Мы можем предположить, что с учетом того, что Мао добился полноценного порицания и вывода рабочих групп, студенты-активисты могли объединиться с целью общего противостояния вузовским чиновникам. Но этого не произошло. В студенческом движении с самого начала имел место глубокий раскол. Мао не учел, что большая часть рабочих групп позволяла практически неограниченные нападки на партийные организации при университетах. Такая политика приветствовалась в кампусах большинством активистов, которые устанавливали с радикальными рабочими группами близкие отношения и поддерживали преследование меньшинства, ставившего под сомнение действия этих групп. С выводом рабочих групп сотрудничавшие с ними учащиеся, оказавшиеся в кампусах в значительном большинстве, взяли вузы под свой контроль и начали проводить выборы в вузовские комитеты «культурной революции». Естественно, преимущество на выборах было за большинством.

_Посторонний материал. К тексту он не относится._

PR #2172, opened 2025-08-17
[FIX] Update ResonantFrequency and SpectrometerFrequency to support both string/number and arrays

markmikkelsen:
Noticed that ResonantFrequency and SpectrometerFrequency required arrays. Should allow either a string or number, respectively, (most common case) or arrays of strings or numbers, respectively.


markmikkelsen:
I don't believe RF coil hardware has ever been designed to tune for more than two isotopes. So a maximum length of two would be reasonable.

src/schema/objects/metadata.yaml
```diff
@@ -3605,10 +3607,13 @@ SpectrometerFrequency:
...
-  items:
-    type: number
-    unit: MHz
+  anyOf:
+    - type: number
+      unit: MHz
+    - type: array
+      items:
+        type: number
+        unit: MHz
```
effigies, line 3619:
```suggestion
        unit: MHz
        minItems: 1
        maxItems: 2
```

src/schema/objects/metadata.yaml
```diff
@@ -3045,9 +3045,11 @@ ResonantNucleus:
...
     an array can be used: `["1H", "13C"]`.
     Corresponds to [DICOM Tag 0018, 9100](https://dicomlookup.com/dicomtags/(0018,9100)) `Resonant Nucleus`.
-  type: array
-  items:
-    type: string
+  anyOf:
+    - type: string
+    - type: array
+      items:
+        type: string
```
effigies, line 3053:
```suggestion
        type: string
        minItems: 1
        maxItems: 2
```

effigies (commented):
If minimum/maximum lengths are worth validating...

neuromechanist (approved):

effigies (approved):

PR #2173, opened 2025-08-18
Add 1PE to complement 2PE (microscopy)

yarikoptic:
https://blog.biodock.ai/one-vs-two-photon-microscopy/ seems to provide a nice comparison between one- and two-photon microscopy. Also
https://www.gophotonics.com/community/what-are-single-photon-and-two-photon-excitation provides another comparison and uses "excitation" consistently between them.

Note that there is also already "FLUO" suffix for "Fluorescence microscopy" in general, of which both 1PE and 2PE and likely MPE (multi-photon) mechanisms are, so unclear when FLUO to be used, but I guess 2PE, MPE and now 1PE should be RECOMMENDED to be used in favor of FLUO as more specific

Some related references:
- https://github.com/bids-standard/bids-specification/pull/1632

ping @bids-standard/bep031 @bendichter

### DIFF
--- a/src/modality-specific-files/microscopy.md
+++ b/src/modality-specific-files/microscopy.md
@@ -28,7 +28,7 @@ and a guide for using macros can be found at
  https://github.com/bids-standard/bids-specification/blob/master/macros_doc.md
 -->
 {{ MACROS___make_filename_template("raw", datatypes=["micr"], suffixes=["TEM", "SEM", "uCT", "BF", "DF",
-"PC", "DIC", "FLUO", "CONF", "PLI", "CARS", "2PE", "MPE", "SR", "NLO", "OCT", "SPIM", "XPCT"], n_dupes_to_combine=4) }}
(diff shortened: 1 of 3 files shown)


effigies:
cc @bids-standard/bep031

yarikoptic:
@CodyCBakerPhD @bendichter , may be you could assist
- how much of one-photon imaging data do we have in dandi?
- do you see anything critical missing from https://bids-specification.readthedocs.io/en/stable/modality-specific-files/microscopy.html#microscopy-metadata-sidecar-json which would needs to be there for 1PE in addition to 2PE or FLUO?

yarikoptic:
> @yarikoptic BIDS microscopy only applies to static images to my understanding.

as I have mentioned in 
- https://github.com/bids-standard/bids-specification/pull/1632#issuecomment-1769248031

there is nothing in BIDS microscopy restricting to anatomical, although indeed lacking desired temporal data formalized.

But overall questions mostly relevant to this particular PR: 
-given current listed support of 2PE and FLUO, would addition of 1PE be warranted for 1PE datasets (temporal data is not forbidden, thus IMHO permitted)? 
- if not - would FLUO be appropriate for 1PE (but at the cost of loosing expresiveness)? 
- Could there be FLUO which is not 1PE or 2PE?

PR #2179, opened 2025-08-22
[ENH] Clarify that task label is not required to derive from TaskName

### LINKED ISSUE #2081: Clarify relation of task entity to TaskName metadata using RFC 2119 MUST/SHOULD/MAY language
e.g., This file: https://github.com/bids-standard/bids-examples/blob/7dc73456fe41bf204c1c71f6512293d2f33c6686/eeg_matchingpennies/task-matchingpennies_eeg.json#L2

has as task name `"Matching Pennies"` although the label in the files is `task-matchingpennies`

I think the validator should ensure that these two "fields" match

effigies:
Following up on decision made in Copenhagen. This "is" was interpreted by some to be a requirement, but this has never been validated, would be breaking to turn into an error, and is impractical to encode in the schema. Rather than contort ourselves to devise a check, it makes more sense to use RFC 2119 language to make clear that this is an optional convention, not a requirement.

Closes #2081.

### DIFF
--- a/src/schema/objects/metadata.yaml
+++ b/src/schema/objects/metadata.yaml
@@ -3753,7 +3753,7 @@ TaskName:
   description: |
     Name of the task.
     No two tasks should have the same name.
-    The task label included in the filename is derived from this `"TaskName"` field
+    The task label included in the filename MAY be derived from this `"TaskName"` field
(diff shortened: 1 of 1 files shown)


neuromechanist (approved):
LGTM.
Actually, I had someone reach out about this very sentence separately, agreed that *May* works best

PR #2184, opened 2025-08-25
[ENH] Formalize presence of optional scratch/ folder

michellewang:
As per @yarikoptic's suggestion, this PR proposes formalizing an optional `scratch/` subdirectory for storing temporary/working files. [Nipoppy](https://github.com/nipoppy/nipoppy/blob/main/README.md) projects have a `scratch/` directory, and it would be nice if it were added to the BIDS specification as well since we are moving towards aligning the Nipoppy project layout with the BIDS "study" dataset type.

I based this PR off of the changes made in #2104 for adding the `docs/` directory, though I notice that #1962 has slightly different changes for the `logs/` directory. I'm not sure what the differences in the schema changes are and if it would make sense to add [the additional changes from #1962](https://github.com/bids-standard/bids-specification/pull/1962/files#diff-978630391ad0c59128c99bf80532c444f7d075be5763e3f2b43839e078234ce2). @yarikoptic what do you think?

### DIFF
--- a/src/schema/rules/directories.yaml
+++ b/src/schema/rules/directories.yaml
@@ -23,6 +23,7 @@ study:
       - docs
       - derivatives
       - logs
+      - scratch
       - sourcedata
   code:
     name: code
@@ -38,6 +39,10 @@ study:
     opaque: true
   logs:
     name: logs
+    level: optional
+    opaque: true
+  scratch:
+    name: scratch
     level: optional
     opaque: true
   sourcedata:
@@ -76,10 +81,6 @@ raw:
     name: phenotype
     level: optional
     opaque: false
-  scratch:
-    name: scratch
-    level: optional
-    opaque: true
   sourcedata:
     name: sourcedata
     level: optional


yarikoptic:
heh heh -- just a curse of duplication! I, frankly, missed the fact that in https://github.com/bids-standard/bids-specification/blob/master/src/schema/rules/directories.yaml we describe directories separately for each of the dataset types, so I need to complement it now with the one for 
- #1972 

uff -- filed

- https://github.com/bids-standard/bids-specification/pull/2185
 
IMHO `scratch/` is good for all dataset types, so just list it for all.

effigies:
I oppose adding scratch directories to raw and derivative datasets. Those dataset types should be archive-ready, and a dumping ground of intermediate files does not belong in either, IMO.

yarikoptic:
Hi @effigies . Indeed I might have not thought it fully through!
The intent was more of an instruction to user *where* uniformly to have such a temporary location. But since it is **not** intended to be shipped with the dataset, it should not contain anything there during upload!  So, oddly, I tried to standardize the location which **must not** contain any files,  but for BIDS anything which is not prescribed by BIDS, is not legit BIDS... unless people do add it to `.bidsignore`, when it becomes ignored and still not legit.

So, even though I would have loved BIDS to prescribe as many locations as possible in a generic fashion, may be this "intermediate results" folder then should be "workflow specific" and instructed outside of the BIDS specification context.

michellewang:
@yarikoptic are you saying that `scratch` should not be in the schema even for the `study` dataset type? In that case in Nipoppy we will probably end up putting it in `.bidsignore`

PR #2185, opened 2025-08-26
Add "directories" description for "study" DatasetType and add "docs" where was missing

yarikoptic:
Apparently I have missed this file entirely whenever I was preparing

-  https://github.com/bids-standard/bids-specification/pull/1972 (study DatasetType)

and also due to all the duplication we (I) missed that docs was not listed among "root.subdirs" or not listed at all.

This would provide a fix, but I wonder if we could/should make it so we could avoid duplication altogether.  As I have argued in #1972 I feel that "study" is the base dataset type and next ones just add potentially more to them.  So may be we could come up with some more compact representation here... but not in this PR

### DIFF
--- a/src/schema/rules/directories.yaml
+++ b/src/schema/rules/directories.yaml
@@ -1,5 +1,5 @@
 ---
-# This file defines layouts of directories.
+# This file defines layouts of directories for each DatasetType
 #
 # A layout defines a collection of directory specifiers.
 # Each specifier has a naming convention, requirement level, opacity, and subdirectories.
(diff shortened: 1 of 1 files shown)


src/schema/rules/directories.yaml
```diff
@@ -16,10 +16,50 @@
...
+    level: optional
+    opaque: false
+  sourcedata:
+    name: sourcedata
+    level: optional
+    opaque: true
+  stimuli:
+    name: stimuli
+    level: optional
+    opaque: true
```
effigies: Are `phenotype/` and `stimuli/` expected to occur at the top level or inside a `sourcedata/` or `derivatives/` subdirectory?

yarikoptic: just like in "raw" - on the top hence we have them listed in `root:` above.  `sourcedata/` and `derivatives/` are `opaque` so we do not really describe what appears there, right?

or what am I missing?

effigies: I'm asking whether phenotype and stimuli should be removed from the top level of the study dataset, since they would presumably appear in the raw dataset.

yarikoptic: ah.  yeah, good point -- they would either be sources or in corresponding "raw" (or "derivative") datasets

Looking at discussions with @asmacdo and @michellewang  on
- https://github.com/nipoppy/nipoppy/pull/687

and the [diff](https://github.com/nipoppy/nipoppy/pull/687/files) there not using top level `stimuli/` or `phenotype/` , let's indeed kick them out from the `study` level description!

yarikoptic: pushed

julia-pfarr (approved):

jbpoline:
Not sure that this is the right place (still learning... apologies if that comment is to be moved) but it would be worth having the  "bids study" directory layout revisited.  Other place that might be impacted :
https://github.com/bids-standard/bids-specification/pull/1861)
https://github.com/bids-standard/bids-specification/pull/1972

Issue #20743, opened 2026-05-20
macOS Chrome extension does not intercept passkey requests; Chrome's native dialog appears instead


sandrodw3:
### Steps To Reproduce

1. Use Google Chrome 148.0.7778.179 (arm64) on macOS 15.7.3 (Apple Silicon).
2. Install Bitwarden browser extension version 2026.4.1.
3. Confirm "Ask to save and use passkeys" is enabled in the extension's Notification settings.
4. Have a passkey stored in Bitwarden for a site that supports passkeys (e.g., github.com).
5. Trigger a passkey flow on that site. For example, on GitHub:
   - Go to Settings → Emails → "Add email address". GitHub will request passkey re-authentication ("sudo mode").

### Expected Result

The Bitwarden extension intercepts the WebAuthn request and shows its own popup offering the passkey stored in the vault for the site.

### Actual Result

The native Chrome passkey dialog appears instead. Bitwarden never intercepts the request, so the passkey stored in the Bitwarden vault is not offered. The user is forced to use Chrome's own passkey provider (e.g., iCloud Keychain on macOS) rather than the Bitwarden-stored passkey.

### Additional Context

The problem started a few days ago. I cannot fully confirm the extension update was the trigger, but the timing aligns closely with the release of extension v2026.4.1 (May 14, 2026), which included autofill / DOM-observer performance changes for Chrome (PM-35399). Those changes touch the same machinery used to detect WebAuthn requests, which may explain a regression in passkey interception.

This may be related to prior macOS Apple Silicon passkey extension issues (e.g., #17428). The symptom pattern is also similar to #17598, where a refactor in v2025.11.1 broke passkey detection on Firefox.

### Operating System

macOS

### Operating System Version

macOS 15.7.3 (24G419)

### Web Browser

Chrome

### Browser Version

oogle Chrome 148.0.7778.179 (Official Build, arm64)

### Environment Versions

2026.4.1

### Issue Tracking Info

- [x] I understand that work is tracked outside of Github. A PR will be linked to this issue should one be opened to address it, but Bitwarden doesn't use fields like "assigned", "milestone", or "project" to track progress.

pamperer562580892423:
Did you check your "Excluded domains" in the extension (Settings --> Notifications)?

sandrodw3:
> Did you check your "Excluded domains" in the extension (Settings --> Notifications)?

Yep! I don't have any excluded domain, it was working properly last week

[...]

PR #20849, opened 2026-05-25
[PM-38098] [PM-37790] Intercept Chrome passkeys via chrome.webAuthenticationProxy

### LINKED ISSUE #14720: Bitwarden fails to prompt for passkey if 1Password extension is installed
### Steps To Reproduce

1. Install both the Bitwarden and 1password browser extensions.
2. Enter 1password settings and disable all passkey-related features.
3. Enter Bitwarden settings and enable "Ask to save and use passkeys".
4. Log out of websites and restart the browser.
5. Attempt to sign into accounts.google.com or other sites that accept passkeys using a passkey.

### Expected Result

Bitwarden opens a prompt to use a passkey for the site.

### Actual Result

Bitwarden does not open a prompt to use a passkey for the site.

### Screenshots or Videos

Image

### Additional Context

I have tested this both on Fedora 40 and MacOS (Darwin Kernel Version 24.3.0). I am using the LibreWolf fork of Firefox.

**A temporary workaround for this is to disable and re-enable the Bitwarden setting which prompts passkeys, after which Bitwarden's passkey feature will temporarily work.**

I have not extensively tested sites. This *is* an issue with Google accounts, but I have *not* had this issue when using passkeys to log into GitHub.

### Operating System

Linux

### Operating System Version

Fedora Linux 40 (KDE Plasma) x86_64, kernel version 6.13.8-100.fc40.x86_64

### Web Browser

Firefox

### Browser Version

LibreWolf version 136.0.2-1

### Environment Versions

Version: 2025.4.0

SDK: 'main (50f5a17)'

Server version: 2025.4.3

### Issue Tracking Info

xrvk:
## 🎟️ Tracking

[PM-38098](https://bitwarden.atlassian.net/browse/PM-38098), [PM-37790](https://bitwarden.atlassian.net/browse/PM-37790)

Fixes #14720, #20743, #20973, #21128

## 📔 Objective

The existing `fido2-page-script.ts` interception of `navigator.credentials.{create,get}` has two limitations on Chrome:

1. **Chrome 146+ native picker (#20743).** Chrome 146 ships a native passkey selector that runs before the content script can intercept, so Bitwarden-stored passkeys are not offered. Reproducible on macOS, Linux, and Windows per the issue thread.

2. **Coexistence with proxy-API password managers (#20973, originally #14720).** The page-script cannot coexist with extensions that already register through `chrome.webAuthenticationProxy`. 1Password is the common case.
   - **Mechanism.** 1Password's `webauthn-listeners.js` installs a property setter on `navigator.credentials` that rejects Bitwarden's overwrite, and passkey flows fail with `NotAllowedError`.
   - **User impact.** In enterprise environments where IT policy mandates 1Password, affected users cannot use Bitwarden passkeys today.
   - **Bitwarden-side confirmation.** #20973 was reproduced by Bitwarden engineering ([MarikaBW](https://github.com/bitwarden/clients/issues/20973#issuecomment-4599033533)). The original #14720 was triaged by [@abergs](https://github.com/bitwarden/clients/issues/14720#issuecomment-2955194575) as a "last-intercept-wins" limitation of the content-script approach.
   - **Repro evidence.** Full devtools capture on macOS Chrome 149: https://github.com/bitwarden/clients/pull/21128#issuecomment-4674830298.

Brave (no new selector, no proxy-API conflict) and Firefox / Safari are unaffected.

Adopts Chrome's officially supported MV3 extension-as-WebAuthn-provider API (`chrome.webAuthenticationProxy`, available since Chrome 115) as a second interception path alongside the page-script. The proxy forwards to the existing `Fido2ClientService.createCredential` / `assertCredential`. A shared `Fido2PageScriptFallbackTracker` keyed by tab id prevents the proxy from re-prompting when the page-script has just fallen back to the native API. Coexistence with other proxy-registered providers works through the browser's IPC, the same way Chrome arbitrates between any two proxy providers today.

The proxy event does not carry frame origin, so requests whose `rpId` is not a registrable suffix of the focused tab's hostname are declined and Chrome's native picker handles them. Same-registrable-domain iframe requests still pass that check and are signed with the top-level origin; see follow-up #21185.

Behind feature flag `UseWebAuthenticationProxy` (`pm-37790-use-webauthentication-proxy`), default off. On Firefox / Safari / Chrome <115 the new background `init()` is a no-op.

Supersedes #21128, the previous attempt at the page-script layer that was closed in favor of this structural change. Follow-ups: #21184, #21185, #21186.

## 📸 Screenshots

N/A. Extension UI is unchanged. With the flag on, Chrome 146+ users see the Bitwarden picker where they currently see Chrome's native dialog.

[PM-38098]: https://bitwarden.atlassian.net/browse/PM-38098?atlOrigin=eyJpIjoiNWRkNTljNzYxNjVmNDY3MDlhMDU5Y2ZhYzA5YTRkZjUiLCJwIjoiZ2l0aHViLWNvbS1KU1cifQ


holow29:
It is hard for me to find information to support Brave not shipping the new selector. https://github.com/brave/brave-browser/issues/37762 seems to indicate they do ship the new selector and since the flag is gone since Chromium 146+, this is an issue there as well. (However, I have not had many issues with this on Brave versions of Chromium 146+, so perhaps the reports in that issue are inaccurate.)

It seems to me that adopting the native extension-as-WebAuthn-provider API is the best design decision regardless, and hopefully would be the primary mechanism instead of a fallback. There are certainly performance and potential privacy concerns with existing script-level overrides. I'm having trouble seeing a benefit to preferring to use these overrides vs. the native API, especially as the native API will integrate better with OS-native APIs as development occurs.

lucletoffe:
Some Linux data points for this PR, plus a heads-up on a unit test that fails on the branch.

**Context:** Arch Linux, Chromium 148.0.7778.215, self-hosted Vaultwarden, and a self-hosted Pocket ID instance (standard WebAuthn, resident keys) as the RP. We hit exactly #20973 there (Bitwarden 2026.6.1 + 1Password 8.12.26.40 co-installed → only the native dialog ever appears; removing the 1Password extension restores Bitwarden interception). Most repro reports in these threads are macOS, so happy to contribute the Linux angle.

**Failing unit test on the branch** — CI hasn't run on this PR (the workflow-approval gate short-circuits before any job), so this is probably not visible to anyone yet:

`fido2-webauthn-proxy.background.spec.ts › attach/detach lifecycle › recovers when attach() throws and continues reacting to state changes` fails deterministically here — expected 2 `attach()` calls, received 3 (Node 25, Linux; the other 81 tests across the four touched suites pass).

Cause, as far as I can tell: when `attach()` *throws* (as opposed to resolving with an error string), `runAttach()` catches and logs but does not set `attachBlocked`. The post-async re-check in `reconcileAttachment()` then sees `shouldBeAttachedAfter !== this.isAttached` and retries within the same pass — so a throwing attach yields two calls for that emission, and this test's sequence produces 3 total. The same-pass retry itself looks harmless, but the test documents the opposite intent. If the intended behavior is "no same-pass retry on throw", setting `attachBlocked = true` in the catch block of `runAttach()` aligns implementation and test; otherwise the assertion presumably wants to be 3.

I have this branch built and loaded in a throwaway Chromium profile against the setup above, and can run a with/without-1Password matrix (create + get, plus the conditional-mediation login page case, plus attach handover when 1Password is disabled live) if that's useful for QA — the fork-CI gate means the thread has little third-party test data so far.

FWIW the branch currently conflicts with main in 4 files only (`fido2.background.ts` + its spec, `main.background.ts`, `feature-flag.enum.ts`) — looks like a quick rebase.

nexthop0:
Is this ever going to get any traction? I can't use passkeys at all on Brave. And no, I don't also have 1Password installed like an idiot.

pamperer562580892423:
> I can't use passkeys at all on Brave. And no, I don't also have 1Password installed

@nexthop0 I would guess, then you have another (unrelated) issue. - I don't have any issues with passkeys on Brave at all.

audreyality:
Hi @xrvk! We've finally been able to prioritize this work! It's going to take me a little while to familiarize myself with all of the technologies involved. I just wanted to reach out as I begin my review to let you know that I'm checking it out, and am excited to improve our Chrome passkey integration.

lxgr:
At least one Chrome developer explicitly recommends against this approach: https://groups.google.com/a/chromium.org/g/chromium-extensions/c/psbSwTkbdH8

> The webAuthenticationProxy extension API targets remote desktop software that needs to fully take over all WebAuthn request processing on a remote desktop host. We don't think webAuthenticationProxy is a good fit for password managers because an extension using this API would not just need to emulate a platform authenticator, but also be responsible for dealing with all other kinds of authenticators, like USB security keys and phones via CTAP2 hybrid.

It doesn't even seem to be necessary anymore, as 1Password has recently fixed the regression where they hook the API even if "autofill passkeys" and "save passkeys" in its settings is disabled and plays nice with Bitwarden once again.

Two WebAuthN hooks can still not be active at the same time, and the WebAuthenticationProxy API would not change this, as far as I understand. (The old way of hooking the native implementation did, to some extent, but with 1Password doing what they do now, it's unfortunately no longer possible in any way.)

PR #20855, opened 2026-05-26
[BEEEP] [PM-38226] Add disable auto-start option for snap

### LINKED ISSUE #20825: Desktop App Autostarts on Ubuntu
### Steps To Reproduce

1. Turn on computer or restart.
2. Desktop client opens up automatically without any interaction.

### Expected Result

Not to start on system startup automatically.

### Actual Result

Starts on system startup automatically, without any interaction.

### Screenshots or Videos

Image

### Additional Context

I've unchecked all the tray icon settings, but the app still starts automatically on system startup.

If this is the intended behavior of the desktop app, please add an option that allows us to uncheck `Autostart on System Startup`! I do not need the app to be open all the time in the background, and it can be a security risk by doing so!

### Operating System

Linux

### Operating System Version

Ubuntu 24.04.4 LTS x86_64

### Installation method

Snap

### Build Version

Version 2026.4.0

### Issue Tracking Info

### LINKED ISSUE #20857: [SNAP] Bitwarden always startup on first boot even if it's disabled
### Steps To Reproduce

install bitwarden and check that autostart is disabled -> reboot.

### Expected Result

if the autostart is disabled it must stay closed

### Actual Result

it opens at every reboot

### Screenshots or Videos

_No response_

### Additional Context

_No response_

### Operating System

Linux

### Operating System Version

ubuntu 26.04

### Installation method

Snap

### Build Version

2026.04

### Issue Tracking Info

quexten:
## 🎟️ Tracking

https://bitwarden.atlassian.net/browse/PM-38226

## 📔 Objective

Adds the UI option to disable autostart on snap. Electron builder registers autostart always, by placing the desktop file in the autostart directory. Autostart is detected in the desktop app, since we modify the autostart desktop entry to launch bitwarden with the --autostart argument.

There are two paths we can take here:
- Delete / recreate the autostart desktop entry dynamically based on the autostart setting
  - Since electron builder creates this file, this seemed complex, though workable if really needed
- Detect the --autostart parameter, and exit the application if the autostart setting is not set
  - This makes the app launch for a split second on boot, and then quit. However, it is the far simpler approach to implement.


JeffZwolle:
"Detect the --autostart parameter, and exit the application if the autostart setting is not set"
I fear that this path will still have Ubuntu ask for the password to unlock keyring, which is annoying.

This path seems better to me: 
"Delete / recreate the autostart desktop entry dynamically based on the autostart setting"

quexten:
@JeffZwolle I agree that that option would be preferable, but it would be a fairly considerable scope increase here. However, the check is early enough in the start-up that there is no access to the key ring.

Thomas-Avery (dismissed):
LGTM

quexten:
After getting returned from QA, i rewrote this PR to just do the job properly instead of hackily. Linux now writes the .desktop file entirely from within desktop native, depending on whether it's snap / flatpak / unsandboxed.

dereknance (dismissed):

apps/desktop/src/main/messaging.main.ts
```diff
@@ -128,96 +120,22 @@ export class MessagingMain {
...
-          fs.mkdirSync(dir);
-        }
-        fs.writeFileSync(this.linuxStartupFile(), data);
-      }
+      autostart
+        .setAutostart(enabled, {
+          execPath: app.getPath("exe"),
+          autostartFlag: AUTOSTART_FLAG,
+        })
+        .catch((e) => {});
```
Thomas-Avery: Can we log this error? I see that the rust layer has good logging so my concern here is any of the framework errors that could occur while going through the NAPI layer and would just be silently dropped right now.

apps/desktop/desktop_native/core/src/autostart/impl_direct_write.rs
```diff
@@ -0,0 +1,236 @@
+//! Direct `.desktop` autostart-file management for plain Linux and Snap.
+//!
+//! On Snap the autostart Exec uses the bare `bitwarden` command (the snap package name from
+//! `electron-builder.json`), not the unpacked `exec_path`, because the exec path is different
+//! since the snap sandbox has a filsystem namespace.
```
Thomas-Avery:
```suggestion
//! since the snap sandbox has a filesystem namespace.
```

apps/desktop/desktop_native/core/src/autostart/linux.rs
```diff
@@ -1,26 +1,41 @@
...
-        Err(err) => {
-            error!(
-                error = %err,
-                "[ASHPD] Error enabling autostart");
-            Err(anyhow::anyhow!("error enabling autostart {}", err))
-        }
+/// Values supplied by the Electron main process that the autostart implementations need.
+pub struct AutostartConfig {
+    /// Absolute path to the app executable (`app.getPath("exe")`).
+    pub exec_path: String,
```
Thomas-Avery, line 18: 💭  I don't see any validation on this. It would be good to ensure the claim and looks like rust has some easy utilities to verify a path is absolute. If a future upstream changes the input we have nothing enforcing the assumed contract on the Rust side.

Thomas-Avery (changes requested):
Some minor feedback from me. Overall looks good.

apps/desktop/desktop_native/core/src/autostart/linux.rs
quexten: Added a check here that just errors out if a non-relative path is passed in.

Thomas-Avery (dismissed):
LGTM

Thomas-Avery (approved):

dereknance (approved):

Все описанное стало основанием для формирования глубоких и стойких разногласий между людьми. Студенты, которые вступали в противостояние с рабочими группами и, соответственно, подвергались наказанию, требовали, чтобы кампания больше фокусировалась не на сотрудниках университетов, а на членах самих рабочих группах. Учащиеся указывали, что их сокурсники, сотрудничавшие с рабочими группами, оказывались соучастниками подавления неповиновения и, в связи с этим, не имели права возглавить «культурную революцию» в их вузах. Звучали требования, чтобы члены рабочих групп вернулись в университеты для участия в собраниях критики и борьбы и признали свое преступное стремление сломить движение «революционных масс».

Большинство студентов-активистов воспринимали такие упреки как плохо прикрытые обвинения в свой адрес. Эти люди полагали, что они обоснованно содействовали проведению чисток, координируемых радикально настроенными рабочими группами, и что меньшинство недовольных преувеличивало ошибки рабочих групп и пыталось дезавуировать их успехи. «Меньшинство недовольных», по сути, указывало на то, что большинство студентов были ревизионистами или «консерваторами», а большинство заявляло, что меньшинство заслужило свою участь и было заинтересовано лишь в спасении своей репутации. В течение августа университеты были охвачены шумными спорами между этими двумя лагерями студентов. Дискуссии иногда перерастали в драки. По мере формирования организационных структур хунвейбинов практически во всех вузовских кампусах состоялись разделения на фракции большинства и меньшинства.

Фракции большинства взяли кампусы под свой контроль и, желая продемонстрировать свой боевой дух, организовывали собрания критики и борьбы, после которых обвиняемых заключали в импровизированные тюремные камеры и заставляли в составе «бригад трудовой реформы» копать землю и чистить общественные уборные. Фракции меньшинства фокусировались на ошибках рабочих групп и ставили под сомнение законность результатов выборов, которые привели фракции большинства к власти. Мао и ГДКР были, скорее всего, глубоко разочарованы тем, что им не удалось направить гигантскую волну студенческого активизма на восстание против ревизионизма. С самого начала «культурной революции» университетские хунвейбины были больше озабочены противостоянием друг другу.